**WHAT IS EXPECTED**
Reproduce the lines from the one holding "- [ ] Code compiles correctly" to the end of the entries. Include both ends and change nothing.

====

PR #780, opened 2017-01-05
refactoring Lazy to take a Supplier()

lbergelson:
### Description
Lazy previously accepted a custom interface called LazyInitializer which is redundant with Supplier since java 8

made LazyInitializer extend Supplier
changed the constructor to take generic Supplier instead of only LazyInitializers

### Checklist

- [ ] Code compiles correctly
- [ ] All tests passing

### DIFF
--- a/src/main/java/htsjdk/variant/variantcontext/VariantContextUtils.java
+++ b/src/main/java/htsjdk/variant/variantcontext/VariantContextUtils.java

====

**ANSWER TO THE PROBLEM**
- [ ] Code compiles correctly
- [ ] All tests passing

### DIFF
--- a/src/main/java/htsjdk/variant/variantcontext/VariantContextUtils.java
+++ b/src/main/java/htsjdk/variant/variantcontext/VariantContextUtils.java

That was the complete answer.